Material provided
::::
PR #1827, opened 2019-06-14
feat(client): authority accessor on Destination

### LINKED ISSUE #1826: Destination should provide accessor to uri::Authority
It is unwieldy to derive an URI from `Destination`, e.g. for setting the Origin header.
One needs to get the string from `.host()` and destructure the `Option<u16>` retrieved by `.port()`, to construct an `Authority` for `uri::Builder` by parsing a temporary formatted `String` or a `BytesMut`.

Copying the authority part should be as simple as `dst.authority().unwrap().clone()`.

mzabaluev:
Add `authority()` getter method to `client::connect::Destination`.
This facilitates building URIs associated with the destination,
such as the value of the `Origin` header.

Closes #1826

### DIFF
--- a/src/client/connect/mod.rs
+++ b/src/client/connect/mod.rs
@@ -96,6 +96,12 @@ impl Destination {
         self.uri.port_u16()
     }
 
+    /// Get the authority part of the URI.
+    #[inline]
+    pub fn authority(&self) -> Option<&uri::Authority> {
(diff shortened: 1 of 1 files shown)


seanmonstar:
As mentioned in #1826, this forces exposing the internal representation of `Destination`.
::::
Task
Write out the whole listing again, exactly as it stands.

Written reply
PR #1827, opened 2019-06-14
feat(client): authority accessor on Destination

### LINKED ISSUE #1826: Destination should provide accessor to uri::Authority
It is unwieldy to derive an URI from `Destination`, e.g. for setting the Origin header.
One needs to get the string from `.host()` and destructure the `Option<u16>` retrieved by `.port()`, to construct an `Authority` for `uri::Builder` by parsing a temporary formatted `String` or a `BytesMut`.

Copying the authority part should be as simple as `dst.authority().unwrap().clone()`.

mzabaluev:
Add `authority()` getter method to `client::connect::Destination`.
This facilitates building URIs associated with the destination,
such as the value of the `Origin` header.

Closes #1826

### DIFF
--- a/src/client/connect/mod.rs
+++ b/src/client/connect/mod.rs
@@ -96,6 +96,12 @@ impl Destination {
         self.uri.port_u16()
     }
 
+    /// Get the authority part of the URI.
+    #[inline]
+    pub fn authority(&self) -> Option<&uri::Authority> {
(diff shortened: 1 of 1 files shown)


seanmonstar:
As mentioned in #1826, this forces exposing the internal representation of `Destination`.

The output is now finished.